TEXARKANA, Texas (Legal Newsline) - Cities that signed up with private lawyers who said they could collect a rich new source of tax revenue from streaming video services like Netflix and Hulu are on a losing streak as courts dismissed their arguments in three states over several days.
Federal courts in Texas dismissed streaming video lawsuits in Texas and Arkansas and a state court in California rejected a city’s legal arguments there, in every case finding that state laws requiring cable television companies to obtain a franchise to string their wires in public rights-of-way didn’t apply to video delivered over the public Internet.
The dismissals come less than a month after a federal judge in Nevada rejected the City of Reno’s lawsuit seeking to impose a 5% tax on streaming video, saying state law doesn’t authorize the charge and Reno lacked standing to sue in the first place. Taken together, the dismissals could spell trouble for private lawyers who developed the legal theories behind these cases and hoped to collect a share of the tax revenue they produced as fees.
In the California decision, the Superior Court for Los Angeles County rejected the City of Lancaster’s claims that the state’s Digital Infrastructure and Video Competition Act of 2006, or DIVCA, gave it the right to collect the 5% tax on gross revenues it applied to traditional cable television providers. Like the other cities that have filed these suits, Lancaster viewed the expansion of franchise fees as a way to recoup tax revenue it has lost as consumers “cut the cord” and drop traditional cable.
The law defines a DIVCA “franchise” as authorizing construction and operation of a video delivery system in public rights-of-way, the court ruled. It doesn’t apply to companies like Netflix and Hulu, which stream their signals over wires owned by an internet service provider, or ISP. In support, the court cited a 1998 decision in which the Federal Communications Commission found that just because a company delivered its signal over wires located on public rights of way didn’t make it a “cable system” under the federal Telecommunications Act.
“Neither Netflix nor Hulu constructed or asked for the construction of the ISP networks delivering its service to subscribers,” the court ruled. “Netflix and Hulu do not control where the ISPs’ network cables lines go or how its signal travels over the ISPs’ network.”
If the plaintiffs were right and every company providing video services needed a franchise, the court went on, then “numerous franchise holders could `use’ a single public right-of-way,” each one paying a 5% franchise fee.

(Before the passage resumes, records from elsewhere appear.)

PR #1911, opened 2025-02-25
Fix set_title in Window.hx for the legacy branch

Digivorix:
This PR corrects the parameter being passed to backend.setTitle() inside of the set_title function in ui/Window.hx, which allows the window title to be set at runtime. Currently, the existing window title is passed to backend.setTitle() when the set_title function is run in Window.hx, resulting in no change.


dimensionscape:
I apologize, but we are not providing support or maintenance for the legacy branch.

PR #1912, opened 2025-02-28
Add seperate defines for OpenAL Soft and MojoAL

ACrazyTown:
Lime uses different OpenAL backends based on the target platform and build configuration. Currently there's only one define (`lime_openal`) that only lets us determine if any OpenAL backend is being used, but not what which one specifically.

### DIFF
--- a/include.xml
+++ b/include.xml
@@ -19,7 +19,7 @@
 	<define name="lime-howlerjs" if="html5" />
 	<define name="lime-html5" if="html5" />
 	<define name="lime-native" if="native" />
-	<define name="lime-openalsoft" if="windows || linux || mac || android" unless="static_link || lime-mojoal" />
+	<define name="lime-openalsoft" if="windows || linux || mac || android" unless="static_link || lime-mojoal || winrt" />
 	<define name="lime-mojoal" if="lime-switch || static_link || winrt" unless="lime-openalsoft" />
 	<define name="lime-openal" if="ios || tvos || emscripten || lime-openalsoft || lime-mojoal" />
 	<define name="lime-opengl" if="desktop" unless="html5" />
--- a/include.xml
+++ b/include.xml
@@ -19,7 +19,9 @@
 	<define name="lime-howlerjs" if="html5" />
 	<define name="lime-html5" if="html5" />
 	<define name="lime-native" if="native" />
-	<define name="lime-openal" unless="lime-console || flash || html5" />
+	<define name="lime-openalsoft" if="windows || linux || mac || android" unless="static_link || lime-mojoal" />
+	<define name="lime-mojoal" if="lime-switch || static_link || winrt" unless="lime-openalsoft" />
+	<define name="lime-openal" if="ios || tvos || emscripten || lime-openalsoft || lime-mojoal" />
 	<define name="lime-opengl" if="desktop" unless="html5" />
 	<define name="lime-opengles" if="emscripten || mobile" />
 	<define name="lime-vorbis" if="native" />
--- a/project/Build.xml
+++ b/project/Build.xml
@@ -21,12 +21,9 @@
 	<set name="LIME_MBEDTLS" value="1" unless="emscripten || winrt" />
 	<!-- <set name="LIME_NEKO" value="1" if="linux" /> -->
 	<set name="LIME_OGG" value="1" />
-	<set name="LIME_OPENALSOFT" value="1" if="windows || linux || mac || android" unless="static_link" />
-	<set name="LIME_OPENAL" value="1" if="iphone || webassembly || tvos" />
-	<set name="LIME_MOJOAL" value="1" if="switch || static_link || winrt || mojoal" unless="LIME_OPENAL" />
-	<unset name="LIME_OPENALSOFT" if="LIME_MOJOAL" />
-	<set name="LIME_OPENAL" value="1" if="LIME_OPENALSOFT" />
-	<set name="LIME_OPENAL" value="1" if="LIME_MOJOAL" />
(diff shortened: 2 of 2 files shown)


include.xml
```diff
@@ -20,6 +20,8 @@
 	<define name="lime-html5" if="html5" />
 	<define name="lime-native" if="native" />
 	<define name="lime-openal" unless="lime-console || flash || html5" />
+	<define name="lime-mojoal" if="lime-openal ios || tvos || static_link" />
```
dimensionscape: was this meant to be:

<define name="lime-mojoal" if="lime-openal || ios || tvos || static_link" / ?

Either way, I'm not sure that is right

ACrazyTown: It was supposed to be `if lime-openal AND ios OR tvos OR static_link` but I guess that wouldn't work. I tried to simplify it by simply swapping the two in a new commit

EDIT: Wait no this also wouldn't work because it would define either `lime-openalsoft` or `lime-mojoal`, even though neither of them should be defined when targetting ios

player-03:
I think I'd rather use a single define, with a value. That way, there can only be one set at a time, because setting a new value overwrites the first.

Also, the define should actually determine which backend gets used, otherwise there's no guarantee that it's correct.

ACrazyTown:
> I think I'd rather use a single define, with a value. That way, there can only be one set at a time, because setting a new value overwrites the first.

Yeah this could work too. My initial thought was that since both MojoAL and OpenAL Soft implement the core OpenAL API, the `lime_openal` define should be present always (also wouldn't break already existing code). However, MojoAL and OpenAL Soft might have some exclusive features that should be locked behind their respective conditionals.

> Also, the define should actually determine which backend gets used, otherwise there's no guarantee that it's correct.

I'm not sure how to do this. I thought that the backend was decided when the target's NDLL is built. How would the backend be modified with a define if the necessary native code was not included?

player-03:
> My initial thought was that since both MojoAL and OpenAL Soft implement the core OpenAL API, the `lime_openal` define should be present always (also wouldn't break already existing code). However, MojoAL and OpenAL Soft might have some exclusive features that should be locked behind their respective conditionals.

I don't think that would be a problem, you can just do this.

```haxe
#if lime_openal
//Some version of OpenAL is present.
#end

#if (lime_openal == "mojoal")
//The backend is MojoAL.
#end

#if (lime_openal == "soft")
//The backend is OpenAL-Soft.
#end
```

> I'm not sure how to do this. I thought that the backend was decided when the target's NDLL is built.

Oh, right, those are in the NDLL. But that's ok, because [defines from _include.xml_ are passed through to _Build.xml_](https://github.com/openfl/lime/blob/develop/src/lime/tools/CPPHelper.hx#L245), so we should still be able to access them at rebuild time.

> How would the backend be modified with a define if the necessary native code was not included?

To clarify: I mean that the same define should control both the native code and the Haxe code. After modifying the define in _include.xml_, you'd have to rebuild the NDLL, but that's perfectly fine. "The NDLL is out of sync" is a common problem that we know how to troubleshoot.

ACrazyTown:
> To clarify: I mean that the same define should control both the native code and the Haxe code. After modifying the define in _include.xml_, you'd have to rebuild the NDLL, but that's perfectly fine. "The NDLL is out of sync" is a common problem that we know how to troubleshoot.

Sorry, I'm a bit confused. If I understood it right, we'd have decide which target defaults to what OpenAL backend in `include.xml` and then in `Build.xml` decide which native library to build based on the value of the `lime_openal` define, right? If so, how would we compare the value of the define in the `Build.xml`? I looked through the documentation and unless I missed something obvious it seems like you can only check if the define is present and not what it is.

Also, would you happen to know if there's a part of Lime or some other hxcpp library that does something similar? I'm still wrapping my head around all these XMLs so would be helpful to have an example to base things off of

player-03:
> I looked through the documentation and unless I missed something obvious it seems like you can only check if the define is present and not what it is.

You're right, _Build.xml_ can only check whether or not it's defined. I guess we can stick with the multiple defines approach, then.

player-03 (approved):

include.xml
```diff
@@ -19,7 +19,9 @@
 	<define name="lime-howlerjs" if="html5" />
 	<define name="lime-html5" if="html5" />
 	<define name="lime-native" if="native" />
-	<define name="lime-openal" unless="lime-console || flash || html5" />
+	<define name="lime-openalsoft" if="windows || linux || mac || android" unless="static_link || lime-mojoal" />
+	<define name="lime-mojoal" if="lime-switch || static_link || winrt" unless="lime-openalsoft" />
```
player-03, line 23: Is winrt being handled differently now? Before, it would set `LIME_OPENALSOFT` because `windows`, then set `LIME_MOJOAL` because `winrt`, then unset `LIME_OPENALSOFT` because `LIME_MOJOAL`. Now, it sets `lime-openalsoft` because `windows`, then that prevents it setting `lime-mojoal`.

ACrazyTown: Oversight on my part, I think it should be good to go now although I can't try it out since running `lime rebuild winrt` results in C++ compiler errors.

tobil4sk:
Unfortunately this has introduced regressions because in some cases include.xml doesn't get parsed, for example if you run `lime rebuild linux` outside of the lime directory. This results in a lime.ndll without any openal symbols.

We also discussed on discord not long ago, and this causes some problems because we don't necessarily know that the ndll used was built with the default AL implementation, because it's possible to force the use of mojoal.

It would be better to write backend-agnostic haxe code and then rely on extension tests to see if individual extensions are supported at runtime. Haxe should only be aware of the generic functions, and it shouldn't know details about specific openal implementations.

Issue #1569, opened 2022-07-26
SDL_GetTicks Noticeably mprecise


steviegt6:
`SDL_GetTicks` is only accurate to the millisecond, which results in `deltaTime` values being rather imprecise. This is immediately observable in the FPS display, which is inaccurate by a couple frames:
![image](https://user-images.githubusercontent.com/27323911/180980468-9ae3653c-9796-4623-9979-d19f551b2555.png)

A piece of the relevant code (`SDL_GetTicks` is used in several relevant places in this file):
https://github.com/openfl/lime/blob/862fe55b1cf567bdfb4ada7d5bc78be36353f9e6/project/src/backend/sdl/SDLApplication.cpp#L132

EyeDaleHim:
How interesting, I might fix this in a private repository of mine

Dimensionscape:
I don't think the delta accuracy here causes any major issues other than the current FPS being calculated incorrectly when using the FPS utility api, which has no bearing on anything really. This is actually easy to solve and something that has been bugging me so I suppose I'll get it fixed here pretty soon.

Dimensionscape:
I thought this only affected the frame rate counter, but the event loop delta is actually wrong due to this. Perhaps we should implement the timing for the main loop like Starling and use a float. I will look into this more.

joshtynjala:
> I will look into this more.

Sounds good. I hope that you'll wait to commit until after OpenFL 9.2 is released. This sounds like something that should be in dev builds for a while, just to ensure that there aren't any unintended side effects.

Dimensionscape:
No worries there. The event loop is a critical, core component obviously and any changes should be carefully considered and well tested. There's not enough time to even attempt to fit it into the next release even if I wanted to try. 😂

Cheemsandfriends:
Searching up a bit through SDL's shenanigans, I found this website detailing an alternative to `SDL_GetTicks`

[`SDL_GetPerformanceCounter` with `SDL_GetPerformanceFrequency`](http://seanballais.com/blog/computing-elapsed-time-in-sdl2/)

This could help with the issue facing right now? The website's example seems to be putting the stuff in seconds, but maybe we could fix that by multiplying it to 1000?

dimensionscape:
> Searching up a bit through SDL's shenanigans, I found this website detailing an alternative to `SDL_GetTicks`
> 
[...]

PR #1915, opened 2025-03-06
SDL3 Support

### LINKED ISSUE #1848: Migrate Lime on native platforms to use SDL3
SDL just released [version 3.1.3 stable API preview](https://github.com/libsdl-org/SDL/releases/tag/preview-3.1.3), which means that (while the library still has bugs and issues to resolve before the 3.2 stable release), no existing functions will be removed, making it stable enough for migration.

There is a very long list of useful features that migrating would enable (see the list at the link), and also a long list of issues that are resolved by updating (such as #1569), but this first requires migrating the existing places that SDL2 are used.

I originally attempted this myself by just editing the existing implementation last year, but this resulted in a bunch of graphical glitches, so updating would probably require someone more experienced with C++ and graphics APIs.

Fancy2209:
Current work to get Lime working on SDL3

Fixes: #1848


ghost:
the thing is sdl module needs to switched with sdl3 and vulkan implementation needed in lime and SDL android java codes needs to be updated too

Fancy2209:
> the thing is sdl module needs to switched with sdl3 and vulkan implementation needed in lime and SDL android java codes needs to be updated too

I did update the module to SDL3.
SDL still supports OpenGL, no need for Vulkan.
I will update Android Java when I get this working on desktoo

ghost:
> I did update the module to SDL3.

I meant to say SDL2 needs to be removed from the lime and fully switched with SDL3

Fancy2209:
> > I did update the module to SDL3.
> 
> I meant to say SDL2 needs to be removed from the lime and fully switched with SDL3

It does not? I don't see why SDL2 shouldn't be an option.

EliteMasterEric:
Interesting that the proposal is to have both available

Maybe the SDL2 can be available, and used by default, and deprecated later as Lime's SDL3 implementation is proven to be stable.

Fancy2209:
> Interesting that the proposal is to have both available
> 
> Maybe the SDL2 can be available, and used by default, and deprecated later as Lime's SDL3 implementation is proven to be stable.

It was mostly because mojoAL doesn't have a SDL3 version yet, and from what I was reading on the build files it's used for Audio on the Switch

ACrazyTown:
It'a also used instead of OpenAL Soft when static linking (due to licensing conflicts) I believe

Fancy2209:
I accidentally pulled develop into tbe branch, not sure what to do about that.

ACrazyTown:
What's the status of this?

Fancy2209:
> What's the status of this?

Builds on Linux, doesn't build on everything else,  I was having issues with asset manifests due to Haxe's JSON parser locally

project/src/backend/sdl3/SDLSystem.cpp
```diff
@@ -0,0 +1,997 @@
...
+
+
+	size_t fread (void *ptr, size_t size, size_t count, FILE_HANDLE *stream) {
+
+		size_t nmem;
+		System::GCEnterBlocking ();
+
+		#ifndef HX_WINDOWS
+
+		nmem = SDL_ReadIO (stream ? (SDL_IOStream*)stream->handle : NULL, ptr, size);
```
tobil4sk: `size` here is the size of a unit to read, but here SDL_ReadIO is taking the length in bytes of the content to read. I think we should instead pass `size * count`. This is what caused asset manifest json files to be read in incorrectly.

Fancy2209: Have you been able to confirm this fixes the issue?

tobil4sk: Yes, this has fixed the json loading for me. However, after solving this I now get a crash during png loading which seems like it could have a similar cause.

Note: the fwrite method below also uses `size` incorrectly like this, though this also doesn't fix the png problem.

ACrazyTown:
I've gotten this to build on Windows!

Screenshot 2025-03-28 141614

Here's the commit from my fork: https://github.com/ACrazyTown/lime/commit/9993b5cb29216fb81cf0534d9cfad39a3d13b436. I would've done a pull request to your fork but GitHub won't let me for whatever reason

Fancy2209:
> I've gotten this to build on Windows!
> 
> Screenshot 2025-03-28 141614
> 
> Here's the commit from my fork: [ACrazyTown@9993b5c](https://github.com/ACrazyTown/lime/commit/9993b5cb29216fb81cf0534d9cfad39a3d13b436). I would've done a pull request to your fork but GitHub won't let me for whatever reason

I can just commit it and it should retain you as the author, thank you!
Will try fixing IO outside windows

project/src/backend/sdl3/SDLSystem.cpp
Fancy2209: > Yes, this has fixed the json loading for me. However, after solving this I now get a crash during png loading which seems like it could have a similar cause.
> 
> Note: the fwrite method below also uses `size` incorrectly like this, though this also doesn't fix the png problem.

Last commit fixes it (I think), I had missed the output is now meant to be divided by size too

project/src/backend/sdl3/SDLSystem.cpp
```diff
@@ -0,0 +1,1003 @@
...
+
+		}
+
+		return allow;
+
+	}
+
+
+	FILE* FILE_HANDLE::getFile () {
+		return (FILE*)handle;
```
tobil4sk, line 668: The SDL_IOStream is now an opaque struct, so this cast no longer safe and causes segmentation faults on Linux when the FILE* is passed to png functions. Accessing it via the property solves this problem:

```suggestion
		SDL_PropertiesID properties = SDL_GetIOProperties((SDL_IOStream*)handle);
		return (FILE*)SDL_GetPointerProperty(properties, SDL_PROP_IOSTREAM_STDIO_FILE_POINTER, NULL);
```
> The internal FILE * is available through a standard SDL_IOStream property, for streams made through SDL_IOFromFile() that use stdio behind the scenes; apps use this pointer at their own risk and should make sure that SDL and the app are using the same C runtime.

https://wiki.libsdl.org/SDL3/README/migration#sdl_rwopsh

`SDL_IOFromFile` sets this property, see also:
https://wiki.libsdl.org/SDL3/SDL_IOFromFile#remarks

We may need separate logic for android and possibly windows

tobil4sk: > We may need separate logic for android and possibly windows

Compare to the sdl2 implementation:
https://github.com/Fancy2209/lime/blob/d74b0cbcf972b3287c02ef5a357543275e13a7b7/project/src/backend/sdl/SDLSystem.cpp#L602-L641

Fancy2209:
That was a lot of work, wew
Finally all targets pass Ci and now this is ready for proper reviewing and better testing

EliteMasterEric (approved):
We have been reviewing this pull request internally and have found no major issues so far, only a couple missing graphics (which should be trivially resolved on our end). Performance seems similar and it would be great to have the new features introduced once this is merged.

Fancy2209:
> We have been reviewing this pull request internally and have found no major issues so far, only a couple missing graphics (which should be trivially resolved on our end). Performance seems similar and it would be great to have the new features introduced once this is merged.

Good to know!

About missing graphics, I've had a few FileIO issues, but I thought I had (finally) fully fixed them, could you elaborate one what you mean? I just wanna make sure I didn't break something

Kade-github:
Theres only one function in this PR that I needed to get, which was SDL_GetTicksNS(), which is similar to the function being exposed as "System::GetTimer();" I implemented this as "System::GetTimerNS();" but I am wondering of other SDL3 only features have yet to be exposed? Otherwise this PR looks good :D

EliteMasterEric:
> > We have been reviewing this pull request internally and have found no major issues so far, only a couple missing graphics (which should be trivially resolved on our end). Performance seems similar and it would be great to have the new features introduced once this is merged.
> 
> Good to know!
> 
> About missing graphics, I've had a few FileIO issues, but I thought I had (finally) fully fixed them, could you elaborate one what you mean? I just wanna make sure I didn't break something

After more testing I found that the missing graphic was related to how I was handling SDL timestamps, and resolving the issue fixed the graphic. There are no FileIO issues that I am aware of.

Fancy2209:
> Theres only one function in this PR that I needed to get, which was SDL_GetTicksNS(), which is similar to the function being exposed as "System::GetTimer();" I implemented this as "System::GetTimerNS();" but I am wondering of other SDL3 only features have yet to be exposed? Otherwise this PR looks good :D

Oh yeah definitely, I at the very least want to 
- expose SDL_GetTicksNS like y'all did on Funkin
- Allow Windows to optionally support for transparent backgrounds (I already figured this one out just waiting on this to get merged before PRing it)
- replace file dialogs with the SDL Dialog API when using SDL3
- Expose SDL_GetSystemTheme

I also know SDL3 adds a camera API who would allow us to implement Camera support, same thing with the System Tray API.
I also need to check what we need to change for Clipboard to handle the fact it can get more than just text now.

The only thing currently exposed is that enabling high DPI should also work on windows now, the above is only my wishlist/to work on list after this one gets merged.

If you wanna see everything SDL3 adds this is a pretty good list, though I noticed it doesn't mention some things like SDL_WINDOW_TRANSPARENT
https://wiki.libsdl.org/SDL3/NewFeatures

joshtynjala:
> I am wondering of other SDL3 only features have yet to be exposed

We've asked Fancy to wait on exposing any of SDL3's new features. To be clear, we definitely plan to take advantage of many of those new features in Lime and OpenFL because there are a lot of very nice things in SDL3. However, in terms of testing and review, it's much easier if we can focus on the upgrade with the same set of features that already existed in SDL2. After we merge this foundational SDL3 support, then we can start having fun with the new stuff.

Kade-github:
> > I am wondering of other SDL3 only features have yet to be exposed
> >
> To be clear, we definitely plan to take advantage of many of those new features in Lime and OpenFL because there are a lot of very nice things in SDL3. 

Awesome! Can't wait :D

EliteMasterEric:
It will also be great to start seeing changes in OpenFL as well, such as replacing this line with the proper nanosecond timestamp call:

https://github.com/openfl/openfl/blob/782627b89de76ff6ca85c267f8e36e2e09e1dc92/src/openfl/display/FPS.hx#L54

(i.e. finally resolving #1569 )

dimensionscape:
> It will also be great to start seeing changes in OpenFL as well, such as replacing this line with the proper nanosecond timestamp call:
> 
> https://github.com/openfl/openfl/blob/782627b89de76ff6ca85c267f8e36e2e09e1dc92/src/openfl/display/FPS.hx#L54
> 
> (i.e. finally resolving #1569 )

That line only affects the flash target... and does not actually solve anything. We also can't use anything from our native libraries in flash at all.

WIth that said, the main loop has been overhauled for exact preciseness with better support for vsync (and fallback for hardware that doesnt support vsync). Most of that work is about 95% complete and should make it's way into 8.3 over the coming months.

KarimAkra:
I tried this on Android and image files (PNG atleast) decoding seems to have broke? I did some logging and ended up with the assumption that the `lime::fread` method on `SDLSystem` isn't working properly (although it's literally the same thing in SDL3 migration docs... could be an internal issue with SDL..? Tho i found nothing on SDL issues)
I might be wrong but if that is the source of the issue then any C++ target other than Windows should have Image decoding issues and anything that uses `lime::fread` would be broken on these platforms

KarimAkra:
Also forgot to mention that trying to get displayMode is throwing a segfault for me on Android

Fancy2209:
> Tho i found nothing on SDL issues) I might be wrong but if that is the source of the issue then any C++ target other than Windows should have Image decoding issues and anything that uses `lime::fread` would be broken on these platforms

I know it isn't because this whole PR was made on Linux... Very weird Android is broken

gepatto:
Just chiming in.
I've tested on a Raspberry Pi.
And it works with some adjustments to the build.xml
I have been working with a default sdl3-config file that one gets when compiling sdl3 with default settings.
It's a bit different from custom linux sdl3 config in this lime branch so I'm using a separate file for the Raspberry Pi.

dimensionscape:
> Just chiming in. I've tested on a Raspberry Pi. And it works with some adjustments to the build.xml I have been working with a default sdl3-config file that one gets when compiling sdl3 with default settings. It's a bit different from custom linux sdl3 config in this lime branch so I'm using a separate file for the Raspberry Pi.

Yay this is really important. I'm glad you chimed in I was just wondering how well this worked on Pi.

Fancy2209:
I will close this PR and re open a version with a cleaner tree soon, will also take the time to try to wire mojoAL as it now supports SDL3

joshtynjala:
Today, I took some time to check out this branch, merge in the latest from 9.0.0-dev, and do a little local testing.

The Feathers UI components-explorer sample builds and runs with neko, hl, and cpp targets on macOS. However, rendering on my HiDPI monitor is not quite right when I use`<window allow-high-dpi="true"/>`. Everything renders at the correct scale factor, but it's like the stage bounds reach beyond the window on all four sides. I suspect that this is related to the way that coordinates have changed in SDL3 to better support HiDPI.

For iOS, it builds and launches. However, I'm seeing only a white screen when I launch components-explorer. I haven't investigated deeper than that.

For Android, it builds, launches, but renders everything at a _super_ tiny scale factor. Probably a similar scaling issue with SDL3's changes to coordinates for HiDPI.

I'm planning to test on Windows and Linux later, but these are my initial observations on my main machine.

Fancy2209:
> Today, I took some time to check out this branch, merge in the latest from 9.0.0-dev, and do a little local testing.
> 
> The Feathers UI components-explorer sample builds and runs with neko, hl, and cpp targets on macOS. However, rendering on my HiDPI monitor is not quite right when I use`<window allow-high-dpi="true"/>`. Everything renders at the correct scale factor, but it's like the stage bounds reach beyond the window on all four sides. I suspect that this is related to the way that coordinates have changed in SDL3 to better support HiDPI.
> 
> For iOS, it builds and launches. However, I'm seeing only a white screen when I launch components-explorer. I haven't investigated deeper than that.
> 
> For Android, it builds, launches, but renders everything at a _super_ tiny scale factor. Probably a similar scaling issue with SDL3's changes to coordinates for HiDPI.
> 
> I'm planning to test on Windows and Linux later, but these are my initial observations on my main machine.

That sounds like me using SDL_GetWindowSize() instead of SDL_GL_GetDrawableSize() somewhere

joshtynjala:
And I tested Windows and Linux this afternoon. I got sidetracked for a bit because I needed to upgrade from Visual Studio Community 2019 to 2022 to get SDL3 to compile on Windows. I was getting the following error:

> Cannot open include file: 'gameinput.h': No such file or directory

Upgrading to VS 2022 fixed it, for some reason. That's fine. I'm glad I'm not on an ancient version of VS anymore.

On Linux, rebuilding with hxcpp 4.3.2 didn't work, but I upgraded to latest hxcpp from GitHub and rebuild completed successfully. This is fine. By the time we release Lime 9, hxcpp should be updated on Haxelib anyway.

Anyway, on both Windows and Linux, I could compile and run the Feathers UI components-explorer sample. However, both rendered the window at half of the normal width and height. When I tried to set `allow-high-dpi="false"`, Windows and Linux still had a window at half width/height.

project/src/backend/sdl3/SDLSystem.cpp
```diff
@@ -0,0 +1,1041 @@
...
+			vdynamic* _bounds = (vdynamic*)hl_alloc_dynobj ();
+			hl_dyn_seti (_bounds, id_x, &hlt_i32, bounds.x);
+			hl_dyn_seti (_bounds, id_y, &hlt_i32, bounds.y);
+			hl_dyn_seti (_bounds, id_width, &hlt_i32, bounds.w);
+			hl_dyn_seti (_bounds, id_height, &hlt_i32, bounds.h);
+
+			hl_dyn_setp (display, id_bounds, &hlt_dynobj, _bounds);
+
+			Rectangle safeAreaInsets;
+			Display::GetSafeAreaInsets(id, &safeAreaInsets);
```
ACrazyTown: Was getting a crash on macOS when targeting Hashlink, this fixes it:

```suggestion
			Display::GetSafeAreaInsets(id - 1, &safeAreaInsets);
```

ACrazyTown (changes requested):

dimensionscape:
> I will close this PR and re open a version with a cleaner tree soon, will also take the time to try to wire mojoAL as it now supports SDL3

It's been about a year, so I've gone ahead and started the official migration process with a scoped branch largely based on the accomplishments here. 

https://github.com/openfl/lime/tree/migration/sdl3

Fancy2209:
> > I will close this PR and re open a version with a cleaner tree soon, will also take the time to try to wire mojoAL as it now supports SDL3
> 
> It's been about a year, so I've gone ahead and started the official migration process with a scoped branch largely based on the accomplishments here.
> 
> https://github.com/openfl/lime/tree/migration/sdl3

Thank you!

PR #1920, opened 2025-03-10
Remove HXCPP_CPP11 from build xml files

tobil4sk:
For updating some dependencies, we may want to use a different c++ standard, but it is not possible to do this because HXCPP_CPP11 takes priority

### DIFF
--- a/project/Build.xml
+++ b/project/Build.xml
@@ -1,7 +1,6 @@
 <xml>
 
 	<set name="PLATFORM" value="android-21" if="android" />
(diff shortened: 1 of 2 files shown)


tobil4sk:
It turns out it is not sufficient to remove `HXCPP_CPP11`, as hxcpp still sets it by default. We could use `HXCPP_NO_CPP11`, however, that breaks mac (see #1924). We've reverted the openal-soft update to avoid running into this, so it is best to leave this as is until we decide to update openal-soft again.

PR #1922, opened 2025-03-11
Fix Font.getGlyph(s) with emoji characters

tobil4sk:
The original code didn't work for emojis, but the stack overflow discussion since then includes a fix for this issue. See the comment:

https://stackoverflow.com/questions/2948308/how-do-i-read-utf-8-characters-via-a-pointer#comment72311507_2953960

Now readNextChar can extract the unicode value correctly, however, it still does not result in a correct glyph index being found.

### DIFF
--- a/project/src/text/Font.cpp
+++ b/project/src/text/Font.cpp
@@ -28,109 +28,135 @@
 
 unsigned long readNextChar (const char*& p)
 {
-	 // TODO: since UTF-8 is a variable-length
-	 // encoding, you should pass in the input
-	 // buffer's actual byte length so that you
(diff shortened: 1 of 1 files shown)


tobil4sk:
I was able to get it working properly by adding in `FT_Select_Charmap((FT_Face)face, FT_ENCODING_UNICODE);`. We already have some code to set the char map, so that probably needs to be updated or replaced: https://github.com/openfl/lime/blob/a9f72d65d906b6dec70f9237a9f6e85e6695bf83/project/src/text/Font.cpp#L402-L422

“Such an interpretation would result in a financial windfall for local entities that the Legislature did not intend,” the court concluded.
California’s law is more restrictive than a law in Missouri that defined video programming as anything flowing over “wireline facilities” regardless of technology or whether it was on demand or purchased per channel.
In Texas, separate federal courts issued orders dismissing an attempted class action by the City of New Boston and a lawsuit by Ashdown, Ark. based on similar theories. New Boston’s chief administrator acknowledged in a deposition that she didn’t consult with any other officials before agreeing to allow private lawyers to use her city as the representative of every municipality in Texas, and she didn’t care that if successful, the litigation would impose higher taxes on city residents.
In his Sept. 30 decision, U.S. District Judge Robert W. Schroeder found that Texas law only allows cities to collect video taxes from franchise holders and only the state could issue a franchise.
“The statute did not reserve to individual municipalities any authority to declare a provider a holder of a state-issued certificate of franchise authority,” the judge ruled.